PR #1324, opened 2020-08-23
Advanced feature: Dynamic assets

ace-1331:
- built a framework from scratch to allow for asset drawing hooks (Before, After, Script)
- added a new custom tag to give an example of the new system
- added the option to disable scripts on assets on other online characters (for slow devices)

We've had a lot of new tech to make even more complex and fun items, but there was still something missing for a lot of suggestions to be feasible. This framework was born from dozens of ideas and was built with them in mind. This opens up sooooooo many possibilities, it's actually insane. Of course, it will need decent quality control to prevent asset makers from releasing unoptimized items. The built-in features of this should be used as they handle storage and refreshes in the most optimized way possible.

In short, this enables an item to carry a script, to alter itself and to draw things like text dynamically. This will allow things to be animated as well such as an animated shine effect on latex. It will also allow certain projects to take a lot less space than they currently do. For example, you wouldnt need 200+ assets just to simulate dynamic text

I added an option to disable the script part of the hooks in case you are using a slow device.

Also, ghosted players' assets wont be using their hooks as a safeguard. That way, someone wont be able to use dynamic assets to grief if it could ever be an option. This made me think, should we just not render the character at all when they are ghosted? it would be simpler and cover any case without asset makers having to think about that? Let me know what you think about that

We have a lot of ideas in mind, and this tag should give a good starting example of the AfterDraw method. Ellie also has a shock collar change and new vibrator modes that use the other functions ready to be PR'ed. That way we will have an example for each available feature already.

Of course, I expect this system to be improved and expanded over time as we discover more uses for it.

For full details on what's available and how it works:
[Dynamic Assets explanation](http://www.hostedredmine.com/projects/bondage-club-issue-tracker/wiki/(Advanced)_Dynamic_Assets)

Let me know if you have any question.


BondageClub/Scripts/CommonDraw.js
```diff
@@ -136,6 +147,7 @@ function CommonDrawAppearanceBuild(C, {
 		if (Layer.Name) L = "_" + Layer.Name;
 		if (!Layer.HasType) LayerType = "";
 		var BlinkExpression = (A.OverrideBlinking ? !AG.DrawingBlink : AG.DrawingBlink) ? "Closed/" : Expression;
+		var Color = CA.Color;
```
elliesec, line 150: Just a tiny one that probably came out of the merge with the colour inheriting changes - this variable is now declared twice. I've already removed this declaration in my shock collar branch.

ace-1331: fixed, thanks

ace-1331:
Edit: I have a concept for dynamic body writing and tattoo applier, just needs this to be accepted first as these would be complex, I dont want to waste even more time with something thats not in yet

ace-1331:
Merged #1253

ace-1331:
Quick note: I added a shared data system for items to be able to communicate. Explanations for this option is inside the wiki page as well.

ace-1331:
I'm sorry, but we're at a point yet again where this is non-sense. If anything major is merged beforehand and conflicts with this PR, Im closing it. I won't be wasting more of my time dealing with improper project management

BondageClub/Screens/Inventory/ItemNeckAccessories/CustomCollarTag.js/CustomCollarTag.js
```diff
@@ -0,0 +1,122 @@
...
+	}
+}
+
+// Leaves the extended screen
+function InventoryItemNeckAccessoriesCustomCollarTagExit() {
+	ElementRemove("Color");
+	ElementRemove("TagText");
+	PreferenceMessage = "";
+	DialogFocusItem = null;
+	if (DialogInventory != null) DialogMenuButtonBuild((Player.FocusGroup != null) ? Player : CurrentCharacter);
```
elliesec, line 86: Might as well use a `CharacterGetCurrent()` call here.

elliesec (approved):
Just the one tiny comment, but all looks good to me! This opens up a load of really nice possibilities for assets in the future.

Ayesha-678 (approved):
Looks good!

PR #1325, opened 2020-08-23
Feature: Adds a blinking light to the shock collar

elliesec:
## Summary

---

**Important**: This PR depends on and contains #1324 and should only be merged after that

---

Directions |
Within the material above, extract exactly the lines that start at the line containing "- added a new" and stop after the line containing "- added the", and only those.

Task solution |
- added a new custom tag to give an example of the new system
- added the option to disable scripts on assets on other online characters (for slow devices)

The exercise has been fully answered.